On 03/04/2014 11:59 AM, Yuri Levinsky wrote:
Dear Developers, Please help with the following problem. I am running PostgreSQL 9.2.3 on SUN Solaris 9. This is 64 bit system with 32G swap and 16G RAM. I use same configuration file as on Linux or SUN Solaris 10, where everything is ok. I am unable to set shared buffer 5G, the maximum possible value is 4G. When I decrease the configuration parameters and start the instance successfully: some queries fails on "out of memory" error. I verified kernel parameters: they looks same as on Solaris 10 and big enough. The only one difference is: Solaris 9 PostgreSQL version, in opposite to Solaris 10 and Linux, was compiled by me with default options.
Note that if a query fails with "out of memory", it does *not* mean that you should increase shared_buffers. On the contrary: the higher you set shared_buffers, the less memory there is left for other things.
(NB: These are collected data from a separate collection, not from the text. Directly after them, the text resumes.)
Issue #136, opened 2023-07-24
`CoreImageAttributes.width` is type `String`, but should be a `Float`


justlevine:
Noticing that the `width` field on `CoreImageAttributes` is type `String` when it should be of [type `Float`](https://github.com/WordPress/gutenberg/blob/70d3e305a662edce554a3408b47da41fabab497a/packages/block-library/src/image/block.json#L66):

![image](https://github.com/wpengine/wp-graphql-content-blocks/assets/29322304/293000f0-1985-4159-973a-e8bc51241e2d)

I'm not 💯sure how this plugin is automating the `{BlockType}Attributes` field registration, otherwise I'd open a PR myself.

theodesp:
Actually this causes an issue if you turn this into a Float when you combine this with CoreColumns

<img width="734" alt="252650454-4bfd991b-edd6-4650-b0c7-59221e37ece5" src="https://github.com/wpengine/wp-graphql-content-blocks/assets/328805/6d29d49d-ef61-4e11-a200-407c60298b3b">

Take a look at this testcase:

https://github.com/wpengine/wp-graphql-content-blocks/blob/main/tests/unit/blocks/CoreImageTest.php#L38

I think my fix was premature. Any ideas or thoughts on how to support this better is welcome.

justlevine:
> I think my fix was premature. Any ideas or thoughts on how to support this better is welcome.

From a [search](https://github.com/search?q=repo%3AWordPress%2Fgutenberg+%22width%22%3A+%7B+%22type%22%3A+%22string%22+path%3A**%2Fblock.json&type=code) of WordPress's codebase, it seems, the Column and Spacer blocks are the only one that use a `string` width, while the rest use a `number`. As such it should be treated as outlier behavior.

As mentioned, I'm unclear where this is being handled in the code and I don't see a particular PR that made this fix, but my suggestion would be to parse the width into a `width: Float, widthUnit: CSSUnitEnum`. This is the pattern used by the [Search block](https://github.com/WordPress/gutenberg/blob/1afe0eae37a5f8bc51d0c87efc82ce7a5c9122b9/packages/block-library/src/search/block.json#L27), and will likely be adopted by the Column and Spacer blocks in a future release, so not just would this be a semantically ideal pattern, it's forward compatible.

theodesp:
[...]

PR #340, opened 2025-02-06
Fix revert coreimage block width type

theodesp:
Reverts https://github.com/wpengine/wp-graphql-content-blocks/pull/130

### DIFF
--- a/.changeset/many-garlics-divide.md
+++ b/.changeset/many-garlics-divide.md
@@ -1,5 +1,7 @@
 ---
-"@wpengine/wp-graphql-content-blocks": patch
+"@wpengine/wp-graphql-content-blocks": major
 ---
 
 Fix: reverts CoreImage block width type introduced at this [PR](https://github.com/wpengine/wp-graphql-content-blocks/pull/130)
+
+**NOTE**: This change is only impactful for users running WordPress versions earlier than v6.3.2.
--- a/.changeset/many-garlics-divide.md
+++ b/.changeset/many-garlics-divide.md
@@ -1,0 +1,5 @@
+---
+"@wpengine/wp-graphql-content-blocks": patch
+---
+
+Fix: reverts CoreImage block width type introduced at this [PR](https://github.com/wpengine/wp-graphql-content-blocks/pull)
--- a/.changeset/many-garlics-divide.md
+++ b/.changeset/many-garlics-divide.md
@@ -2,4 +2,4 @@
 "@wpengine/wp-graphql-content-blocks": patch
 ---
 
-Fix: reverts CoreImage block width type introduced at this [PR](https://github.com/wpengine/wp-graphql-content-blocks/pull)
+Fix: reverts CoreImage block width type introduced at this [PR](https://github.com/wpengine/wp-graphql-content-blocks/pull/130)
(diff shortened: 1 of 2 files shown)


.changeset/many-garlics-divide.md
```diff
@@ -0,0 +1,5 @@
+---
+"@wpengine/wp-graphql-content-blocks": patch
+---
+
+Fix: reverts CoreImage block width type introduced at this [PR](https://github.com/wpengine/wp-graphql-content-blocks/pull)
```
colinmurphy, line 5:
```suggestion
Fix: reverts CoreImage block width type introduced at this [PR](https://github.com/wpengine/wp-graphql-content-blocks/pull/130)
```

colinmurphy (dismissed):

colinmurphy (dismissed):

colinmurphy:
@theodesp LTGM

justlevine:
> Latest Image block.json width is of type "string" so I don' think this is a breaking change
> 
> https://github.com/WordPress/WordPress/blob/master/wp-includes/blocks/image/block.json#L74 https://github.com/WordPress/wordpress-develop/blob/trunk/src/wp-includes/blocks/image/block.json#L74

Yes it is...

image

theodesp:
> > Latest Image block.json width is of type "string" so I don' think this is a breaking change
> > https://github.com/WordPress/WordPress/blob/master/wp-includes/blocks/image/block.json#L74 https://github.com/WordPress/wordpress-develop/blob/trunk/src/wp-includes/blocks/image/block.json#L74
> 
> Yes it is...
> 
> image

Yes. I've seen this. The thing is, I don't see where this `width: "number"` type is coming from? All the references of the image width in wordpress latest or develop are "width: "string"

Also after trying to query the Schema with this PR with WP v6.7.1, I can see the type is string:

Screenshot 2025-02-10 at 12 00 04

Is it the `schema.graphql` out of date maybe?

justlevine:
> > > Latest Image block.json width is of type "string" so I don' think this is a breaking change
> > > https://github.com/WordPress/WordPress/blob/master/wp-includes/blocks/image/block.json#L74 https://github.com/WordPress/wordpress-develop/blob/trunk/src/wp-includes/blocks/image/block.json#L74
> > 
> > 
> > Yes it is...
> > image
> 
> Yes. I've seen this. The thing is, I don't see where this `width: "number"` type is coming from? All the references of the image width in wordpress latest or develop are "width: "string"
> 
> Also after trying to query the Schema with this PR with WP v6.7.1, I can see the type is string:
> 
> Screenshot 2025-02-10 at 12 00 04
> Is it the `schema.graphql` out of date maybe?

My understanding of your CI, is that you're defining the WordPress version in the [.env.dist](https://github.com/wpengine/wp-graphql-content-blocks/blob/8bd5bd40b2c9d5375ae01ddeb68b5dac9b57118a/.env.dist#L52) instead of in the CI itself, so makes sense it would get out dated, but that's not the issue here.

The issue is that the minimum WP requirement isn't 6.7, and as such removing this is a breaking change for users on earlier versions of WordPress.

(Personally, I'd much rather break this just once as part of #136 / interfaces that stabilize the schema independently underlying changes to WordPress )

PR #377, opened 2025-04-22
Add WPGraphQL version compatibility headers and checks

theodesp:
# Description
This PR introduces custom plugin headers for declaring the minimum required and maximum tested versions of WPGraphQL, and wires them into the plugin's initialization logic. This provides better validation and safer bootstrapping when used alongside WPGraphQL.

Added the following custom headers to the main plugin file:

`Requires WPGraphQL`

`WPGraphQL tested up to`

## How to Test
✅ Ensure WPGraphQL is installed and activated.

✅ Change the version of WPGraphQL (if needed) to simulate:

* A version lower than Requires WPGraphQL

* A version higher than WPGraphQL tested up to

✅ Activate the plugin:

If the WPGraphQL version is below the required, the plugin should not continue loading and a WP admin notice should appear.

If within the compatible range, the plugin should load normally.

✅ Check admin notice behavior:

Go to `WP Admin > Plugins` and verify the message when versions are incompatible.

### DIFF
--- a/composer.json
+++ b/composer.json
@@ -7,7 +7,6 @@
   "require": {
     "php": ">=7.4",
     "imangazaliev/didom": "^2.0",
-    "blakewilson/wp-enforce-semver": "^3.0",
     "cweagans/composer-patches": "^1"
   },
   "require-dev": {
@@ -20,7 +19,8 @@
     "szepeviktor/phpstan-wordpress": "^1.3",
     "axepress/wp-graphql-stubs": "^1.14",
     "axepress/wp-graphql-cs": "^2.0.0-beta",
-    "roave/security-advisories": "dev-latest"
+    "roave/security-advisories": "dev-latest",
+    "wp-graphql/wp-graphql": "^2.2"
   },
   "scripts": {
     "install-test-env": "bash bin/install-test-env.sh",
--- a/includes/WPGraphQLContentBlocks.php
+++ b/includes/WPGraphQLContentBlocks.php
@@ -102,13 +102,6 @@ final class WPGraphQLContentBlocks {
 			require_once WPGRAPHQL_CONTENT_BLOCKS_PLUGIN_DIR . '/includes/Updates/CheckForUpgrades.php';
 		}
 
-		// Bail if the Enforce SemVer class doesn't exist.
-		if ( ! class_exists( 'EnforceSemVer\EnforceSemVer' ) ) {
-			return false;
-		}
-
-		new \EnforceSemVer\EnforceSemVer( WPGRAPHQL_CONTENT_BLOCKS_PLUGIN_PATH );
-
 		return $success;
 	}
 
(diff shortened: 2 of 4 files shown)


colinmurphy:
@theodesp 

We should also remove and the corresponding patch.

```
  "extra": {
    "patches": {
      "blakewilson/wp-enforce-semver": {
        "Fixes version key case": "patches/blakewilson-wp-enforce-semver/semver-object-key-version.patch"
      }
    }
  }
```

composer.json
```diff
@@ -20,7 +19,8 @@
     "szepeviktor/phpstan-wordpress": "^1.3",
     "axepress/wp-graphql-stubs": "^1.14",
     "axepress/wp-graphql-cs": "^2.0.0-beta",
-    "roave/security-advisories": "dev-latest"
+    "roave/security-advisories": "dev-latest",
+    "wp-graphql/wp-graphql": "^2.2"
```
justlevine, line 23: Do we need WPGraphQL as its own dev-dep? If you're trying to lint/typecheck against a specific version then wp-graphql-stubs without all the potential dependency conflicts.

includes/WPGraphQLContentBlocks.php
```diff
@@ -119,6 +110,38 @@ static function () {
...
+		$this->register_wpgraphql_update_filters();
+	}
+
+	/**
+	 * Register filters related to WPGraphQL version compatibility.
+	 *
+	 * @since 0.0.1
+	 */
+	public function register_wpgraphql_update_filters(): void {
+		add_filter( 'graphql_get_dependents', [ $this, 'add_as_wpgraphql_dependent' ], 10, 2 );
```
justlevine, line 122: Since you're using the header, you dont need to force-add yourself using a filter.

includes/WPGraphQLContentBlocks.php
```diff
@@ -119,6 +110,38 @@ static function () {
...
+
+		add_filter( 'wpgraphql_enable_untested_autoupdates', function ($allow, $release_type) {
```
justlevine, line 124: This filter is for whether _WPGraphQL_ should autoupdate for any plugin, not just this one.

But also, untested autoupdates are allowed by default for non _major_ versions: https://github.com/wp-graphql/wp-graphql/blob/98457dc6a3412e34ba2f6cbeef848982904ab7a8/src/Admin/Updates/UpdateChecker.php#L352

composer.json
theodesp: I will remove

includes/WPGraphQLContentBlocks.php
theodesp: Does it work without the filter though? Just keeping the following lines in `wp-graphql-content-blocks.php`

```
 * Requires WPGraphQL:       1.14.5
 * WPGraphQL tested up to:   2.1.1
 ```
 should be enough?

justlevine: I mean I'm not sure if WordPress (what wpgraphql) uses underneath is able to handle the whitespace formatting, but yeah that's enough.

colinmurphy (approved):

PR #442, opened 2026-05-26
chore(deps): patch uuid and webpack-dev-server security alerts (dev-only)

josephfusco:
## Summary

Adds two entries to the `overrides` block in `package.json` to force transitive dependencies to patched versions:

- **`uuid` → `^11.1.1`** — resolves GHSA-w5hq-g745-h8pq (missing buffer bounds check in v3/v5/v6)
- **`webpack-dev-server` → `^5.2.4`** — resolves GHSA-79cf-xcqc-c78w (cross-origin source code exposure on non-HTTPS)

Dependabot couldn't auto-fix either: `uuid` is purely transitive (Dependabot's job is configured `allowed-updates: direct` only — 4 prior runs failed), and `webpack-dev-server` was pinned at 4.x via `@wordpress/scripts`'s constraint with no 4.x backport from upstream.

## Why this is non-breaking for consumers

Neither package is referenced by code in this repo (no `require`/`import` of `uuid` or `webpack-dev-server` anywhere in `includes/`, `bin/`, or root `*.php`). Both exist only in the dev/test tooling tree. The plugin's `files` array publishes only `includes/`, `vendor/`, license/readme, and `wp-graphql-content-blocks.php` — `node_modules` never ships.

## Test plan

- [x] `npm install` succeeds with no peer-dep conflicts (409 added, 181 removed, 537 changed)
- [x] `npm ls uuid` returns `uuid@11.1.1 overridden` (single resolution)
- [x] `npm ls webpack-dev-server` returns `webpack-dev-server@5.2.4 overridden` (single resolution)
- [x] `@wordpress/scripts` and `webpack-dev-server` both `require()` cleanly under Node 20
- [ ] CI: existing PHPStan, WPCS, Schema Linter, and Test Plugin workflows pass
- [ ] After merge: dependabot alert status for both GHSAs flips to resolved/closed

## Release impact

Includes a `patch`-level changeset so this rolls into the next release (currently `@wpengine/wp-graphql-content-blocks@4.8.5` queued in #403).

PR #443, opened 2026-05-27
fix(deps): add missing webpack-dev-server override (unbreaks main)

josephfusco:
## Summary

- `npm ci` on `main` is failing — PR #442 (1c3b6df) added the `webpack-dev-server@5.2.4` resolution to `package-lock.json` but left the corresponding entry **out** of the `overrides` block in `package.json`. The lockfile has `5.2.4` while package.json's natural tree (via `@wordpress/scripts`) wants `4.15.2`, with no override to bridge them.
- This breaks the `release.yml` workflow (failed run [26516976225](https://github.com/wpengine/wp-graphql-content-blocks/actions/runs/26516976225)) — without it, the changesets action can't install deps to refresh PR #403 or publish 4.8.5.
- Adding the missing `"webpack-dev-server": "^5.2.4"` line is sufficient; lockfile is already at the correct resolution and `npm install --package-lock-only` is a no-op.

## Test plan

- [x] `npm ci --dry-run` exits 0 locally with the patched `package.json`
- [x] `npm install --package-lock-only` makes no further changes to the lockfile
- [ ] CI green on this PR
- [ ] After merge: release.yml succeeds, PR #403 refreshes with the security changeset alongside WP 6.9 compat

### DIFF
--- a/package.json
+++ b/package.json
@@ -39,6 +39,7 @@
   "overrides": {
     "serialize-javascript": "^7.0.5",
     "uuid": "^11.1.1",
+    "webpack-dev-server": "^5.2.4",
     "@typescript-eslint/typescript-estree": {
       "minimatch": "^9.0.7"
     },


josephfusco:
Review nudge for @wpengine/headless-open-source — this is a **hotfix to unbreak `main`** after #442.

PR #442's lockfile shipped `webpack-dev-server@5.2.4` but the corresponding override line was dropped from `package.json` during merge. `npm ci` on main is now failing with `Missing: webpack-dev-server@4.15.2 from lock file`, which broke the release.yml run triggered by the #442 merge (run [26516976225](https://github.com/wpengine/wp-graphql-content-blocks/actions/runs/26516976225)).

This adds the one missing line. Verified locally: `npm ci --dry-run` exits 0; `npm install --package-lock-only` is a no-op (lockfile is already correct).

Once this is in, release.yml will run again, refresh #403 with the security changeset, and we can ship 4.8.5.

ahuseyn (approved):

PR #356, opened 2025-08-31
[URGENT TEST] New Mirage Boss Mechanic

srLlobet:
ezgif com-video-to-gif-converter(4)

Allright, here is the new big boss mechanic, the mirage.

Here is how it works: 
There are 3 sequences. which are represented by 3 empty gameobjects. These are the 3 mirage sequences that will trigger when the hp of the boss goes under a defined value. First sequence is at 50 hp, second at 30 and last at 10.

Now, sequences can have a lot of mirages, you can add a mirage prefab to a sequence by making it a child of that sequence.

Mirages have a parameter called weightOrder. This defines the order in which the mirages trigger. For example:

Sequence 1 has 3 mirages weight order 1, 2 mirages weight order 2 and 5 mirages weight order 3:
- When boss hp falls below or is at 50, sequence 1 will trigger. First, the 3 mirages will trigger at the same time. Then, the next 2 and then the next 5 in that order. This means that making a spiral of mirages means that every mirage needs to have a higher weightOrder than the last.

CONSIDERATIONS: 

1- MIRAGE HAS NO VFX currenly
2- Mirages get culled if ofscreeen. This will need to be fixed later. (an idea was to zoom out the camera more for boss) This leads to some weird timings sometimes.
3- There are 3 sequences, please do not add more and leave the names as they are.
4- The big squares are just a vfx representation. They have no actual use, and will not be in the final version at all.

HOW TO TEST:

1. go to branch miragemergetest in sobrassada and MirageImprovementsTest in Hound of ulster
2. To add a mirage, go to desired sequence and add a new mirage prefab as a child to the sequence.
3. Tweak parameters of mirage script to taste
4. click play, fight the boss and enjoy!

I am anticipating a lot of problems because it's quite finnicky, but i will be online all day to solve them and we'll try to merge this slowly tonight with marc.


MarcLopezS (approved):
It works perfect! Good job!

PR #359, opened 2025-09-04
Constant vpo for magical objects

LukasGanter:
Adds a checkbox to the material wind parameters which removes all position or uv based variables from the vpo calculation. 
This results in the possibility to create objects which just gently sway around without deforming, planned for usage in magic environment rocks.

For testing, just apply the wind to any mesh and check the use constant movement checkbox. The mesh should not deform anymore, only move, while all other controls stay functional. 
Also test that this change does not break the normal wind shader when the constant movement is disabled.


MarcLopezS (approved):
Works perfectly! Previous wind still works. Good job! 🎐

PR #361, opened 2025-09-05
Proyectile first version

MarcLopezS:
Now there is a first version of the proyectile. Is not a cube anymore! In order to see the spear in the game, I made the spear mesh a little bit bigger. If not done like this way, it would be hard to see ingame.

Also, when player throws spear, it's weapon mesh is disabled to make it more sense. Once the proyectile disappears, mesh weapon is activated again.

Trail position has been modified in order to not look like a rocket. 🚀 

How to test:
- go to "playerfix" game repository branch.
- try to throw spear ingame.

(this is a first version. If you see something to improve, all feedback is welcome 😄 )

### DIFF
--- a/SobrassadaEngine/Scripting/SobrassadaScripts/SobrassadaScripts/CuChulainn.cpp
+++ b/SobrassadaEngine/Scripting/SobrassadaScripts/SobrassadaScripts/CuChulainn.cpp
@@ -964,8 +964,7 @@ void CuChulainn::UpdateTimers(float deltaTime)
         {
             weapon->SetEnabled(true);
             resetWeapon = false;
-            GameObject* spearCharacter =
-                AppEngine->GetSceneModule()->GetScene()->GetGameObjectByName("WP_Spear_Cu_Chu");
+            GameObject* spearCharacter = AppEngine->GetSceneModule()->GetScene()->GetGameObjectByName(spearNameGOMesh);
             spearCharacter->GetComponent<MeshComponent*>()->SetEnabled(true);
         }
         throwTimer = 0.0f;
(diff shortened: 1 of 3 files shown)


SobrassadaEngine/Scripting/SobrassadaScripts/SobrassadaScripts/CuChulainn.cpp
```diff
@@ -964,6 +964,8 @@ void CuChulainn::UpdateTimers(float deltaTime)
         {
             weapon->SetEnabled(true);
             resetWeapon = false;
+            GameObject* spearCharacter = AppEngine->GetSceneModule()->GetScene()->GetGameObjectByName(spearNameMesh);
+            spearCharacter->GetComponent<MeshComponent*>()->SetEnabled(true);
```
PolCurto, line 968: Probably better to store this in the Init(), so you don't have to get the gameObject by name each time which can be expensive

SobrassadaEngine/Scripting/SobrassadaScripts/SobrassadaScripts/CuChulainn.cpp
```diff
@@ -1118,10 +1120,13 @@ void CuChulainn::ThrowSpear()
     {
         weapon->SetEnabled(false);
         resetWeapon = true;
+        GameObject* spearCharacter = AppEngine->GetSceneModule()->GetScene()->GetGameObjectByName(spearNameMesh);
+        spearCharacter->GetComponent<MeshComponent*>()->SetEnabled(false);
```
PolCurto, line 1124: same here

PolCurto (approved):
Works as expected, good job! Take a look at the comment before merging. Also, maybe I would even make the spear bigger, because with the trail I can barely see it

PR #364, opened 2025-09-05
On-Hit VFX V1

PolCurto:
First iteration of the VFX on enemy hit

New features:
- Added a spritesheet effect that appears when an enemy gets hit in the opposite direction of the player. 
- New shader that turns enemies to a plain color for a brief period of time when hit, by default white. You can change the color in the ShaderScript inspector
- TimeStop when enemies are hit or die, being longer when dead. You can tweak the duration in the enemies' script inspector

All changes have been made to the Character class, so it is applied to all enemies at once.

TO TEST: Go to the om-hit-vfx game branch. In the Level 1, there is one enemy of each at the start to test it. You can go to the boss level to see the boss


SirKaza (approved):
Nice changes.
Only problem that I see is the boss's ponytail is not affected by the VFX because is another mesh but for now it works

PR #370, opened 2025-09-07
THO-861 Crash between scenes

IDarkgenesis:
The crashses should now be fixed, hopefully, tested in level2 before boss scene at full performance and at 12 fps, and did not crash.


caspi99 (approved):
It didnt crashed to me

SirKaza (changes requested):
image

It crashed for me from level 2 to boss level, hound of ulster branch alpha2

SirKaza (approved):
I tested now several times and didn't crash. 👍

PR #376, opened 2025-09-08
Archer Revision-THO-924 

DHazardFenrir:
To test this PR to check the new behavior of archers is branch v3/task/ArcherRevision. In Hound of Ulster is the branch v3/task/Archer-final-version-THO-780. The archers should chase, shoot, and have textures and sound, the walls also block projectiles.


SirKaza (approved):
The trail of the arrow at the start does some weird curves sometimes and an archer keep stuck running at the same position.
Apart from that, fantastic job!
I like the different behaviors and the multiple projectiles 👍

PR #379, opened 2025-09-09
bug/Player projectile

PolCurto:
Fixed the changes that broke the player projectile.

TO TEST: Go to alpha 2 and test that the projectile works. Also test that archers still work fine.


MarcLopezS (approved):
For me it worked. Good job! 👍

PR #383, opened 2025-09-09
fix arrow crash

PolCurto:
I couldn't test it because to me in alpha 2 archers don't shoot and teleport around, but this should fix the crash


LukasGanter (approved):
Fixes the crash, good work

PR #385, opened 2025-09-09
Kinematic physics transform wrong calculation

IDarkgenesis:
This PR should fix the rotation of the physics colliders, for example the spear projectile or projectiles when shot, now they should follow the game object rotaion


PolCurto (approved):
🦯

PR #386, opened 2025-09-12
Scene loading times reduced THO-925

LukasGanter:
This pr reduces scene loading times by caching metadata file paths.
A cache invalidation is also added to incorporate newly imported files into the cache as well.
Further time decreases might be possible but are not necessary for now as we will load async while playing story videos during scene switches.

For testing, just open the engine and load other scenes and see if you can feel an improvement. 
Also, import new gltfs and see if they can be added to the scenes without an engine restart.


PolCurto (approved):
Loading time are way faster, good job! Also, I've been able to import a new gltf and load it without issues

PR #387, opened 2025-09-14
Player bug fixing (floor clipping and attack vfx on death)

PolCurto:
Fixed some errors in the CharacterController that led to floor clipping in some circumstances (modifying the position in y in some situations it should not). Also now if you die while attacking the attack vfx should be disabled.
Also as some teachers suggested now if there is an enemy close in front of the player, it won't move forward when attacking.

TO TEST: Mainly test that the floor clipping issues are solved, as it is one of the most game-breaking issues right now. Dash everywhere and try to break it. If it happens tell me where and I'll take a look. Also, enable the navmesh debug view, because in some places this navigation issues are because of the navmesh, not the player.
For the other things, just test if it works as it should.


DHazardFenrir (approved):
Works as expected 🧿

PR #389, opened 2025-09-17
Debug library caching THO-1000

LukasGanter:
This PR fixes a crash when using the debug mode, it might need a full engine and project library rebuild to work properly.


caspi99 (approved):
Works! Good Job!

PR #9, opened 2014-11-01
Exaile no longer crashes on yosemite or mavericks

virtuald:
Suspect I need a different fix on Mavericks, can someone test this?

Don't merge until I do some testing to see if this fixes https://github.com/exaile-dev/exaile/issues/5


virtuald:
FYI: this error came back in OSX 10.11 for 3.4.x. I suspect it will not be an issue in 4.x, but haven't tried...

PR #25, opened 2015-01-11
Log compilation detection only in debug mode

genodeftest:
I think it is not necessary to log compilation detection in normal mode since this is just informative for debugging purposes.

### DIFF
--- a/xl/collection.py
+++ b/xl/collection.py
@@ -695,7 +695,7 @@ class Library(object):
                 artist not in ccheck[basedir][album]:
             if not (basedir, album) in compilations:
                 compilations.append((basedir, album))
-                logger.info("Compilation %(album)r detected in %(dir)r" %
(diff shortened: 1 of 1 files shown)


virtuald:
What does it harm though? Most people don't actually see the log output anyways? I'm not totally opposed to this, but I don't see a reason to do it.

genodeftest:
When scanning/rescanning >10k music files it generates a lot of output. Since all that output goes to syslog it *spams* syslog. Since I want to keep syslog readable, I want every non-warning or non-error message out.
It's no critical thing so if you don't like it that's no problem for me.

virtuald:
Heh, it goes to syslog? Or is that just how your system has it setup.

genodeftest:
That's how my system has it set up by default (Fedora 20, 21). Every output of every application by default goes to syslog.

PR #28, opened 2015-01-11
Use unambiguous kiB instead of kB

genodeftest:
See https://en.wikipedia.org/wiki/Kibibyte for details.
Backdraw: the kiB unit is less known by users.

### DIFF
--- a/xlgui/panel/files.py
+++ b/xlgui/panel/files.py
@@ -398,13 +398,13 @@ class FilesPanel(panel.Panel):
             for sortname, name, f in subdirs:
                 model.append((f, self.directory, name, ''))
             for sortname, name, f in subfiles:
-                size = f.query_info('standard::size').get_size() // 1000
+                size = f.query_info('standard::size').get_size() // 1024
                 
                 # locale.format_string does not support unicode objects
                 # correctly, so we call it with an str and convert the 
                 # locale-dependent output to unicode.
                 size = locale.format_string('%d', size, True)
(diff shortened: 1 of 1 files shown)


virtuald:
@sjohannes you're familiar with gio, do you know what size is returned by query_info? I'm confused why it would have a comment of 1000 next to it if it were really 1024.

A cursory test on my computer shows that it does indeed return the actual file size, and doesn't mess with the byte count.

sjohannes:
size = f.query_info('standard::size').get_size() // 1000

get_size() returns file size in bytes. I divided it by 1000 (arbitrarily rounding down) to get the size in kilobytes. So the current unit (kB) is correct. The merge request is also correct if we want to divide by 1024 and use the binary prefix (except it needs to be written KiB instead of kiB).

So the question is which one to use.

* OS X Finder reportedly uses the decimal unit (kB, dividing by 1000) for file sizes.
* Ubuntu [requires](https://wiki.ubuntu.com/UnitsPolicy) at least the decimal unit (kB, 1000) to be used by default for file sizes.
* Windows Explorer writes KB and divides by 1024, which is all sorts of wrong.
* I think Nautilus uses the binary unit (KiB, 1024), but I haven't checked.

I opted to follow the Ubuntu policy because I believe it makes the most sense, considering that harddisk sizes are usually specified with the decimal unit.

virtuald:
Oh wow. I saw the // and read it as a comment. I'm not getting enough sleep.

I agree with @sjohannes , will close this.

PR #29, opened 2015-01-11
Update german translation

genodeftest:


virtuald:
Thanks for the contribution! In the future, if you could submit translations via https://hosted.weblate.org/projects/exaile/master/, that would be preferable.

I don't have time at the moment to review all your issues/patches, but I'll try to get to it tonight.

PR #33, opened 2015-01-11
Ignore git error message

genodeftest:
Currently if no git or git repository is found, an error message is printed to stderr of exaile. This is unnecessary and will be fixed by this commit.

### DIFF
--- a/xl/version.py
+++ b/xl/version.py
@@ -41,7 +41,7 @@ def get_current_revision(directory):
     try:
         return subprocess.check_output([
             'git', 'rev-parse', '--short=7', 'HEAD'
-        ]).strip()
+        ], stderr=-1).strip()
     except subprocess.CalledProcessError:
         return None
 


xl/version.py
```diff
@@ -41,7 +41,7 @@ def get_current_revision(directory):
     try:
         return subprocess.check_output([
             'git', 'rev-parse', '--short=7', 'HEAD'
-        ]).strip()
+        ], stderr=-1).strip()
```
virtuald: I'm curious, the documentation doesn't state what happens when you set stderr to an invalid file descriptor...

virtuald: Ah, this is subprocess.PIPE. The python documentation states "Do not use stderr=PIPE with this function as that can deadlock based on the child process error volume". And while the output *should* be small, I'd rather not risk it.

I don't mind suppressing the output, but there has to be a better way.

sjohannes: Python 3 has `subprocess.DEVNULL`, but it's not in 2.x. I think`file(os.devnull, 'w')` works.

My kernel is: set semsys:seminfo_semmap=64 set semsys:seminfo_semmni=4096 set semsys:seminfo_semmns=4096 set semsys:seminfo_semmnu=4096 set semsys:seminfo_semume=64 set semsys:seminfo_semmsl=500 set shmsys:shminfo_shmmax=0xffffffffffff set shmsys:shminfo_shmmin=100 set shmsys:shminfo_shmmni=4096 set shmsys:shminfo_shmseg=100 Config. shared_buffers = 3GB temp_buffers = 2GB work_mem = 1024MB
temp_buffers = 2GB seems very high. That settings is *per backend*, so if you have 10 backends that all use temporary tables, they will consume 20GB altogether for temp buffers. work_mem works similarly, except that a single query can use many times work_mem even in a single backend, so you need to be even more conservative with that. 1GB seems very high for work_mem. Try resetting these back to the defaults, and see if that works for you. Increase them gradually, and only if you have a query where the higher value really helps.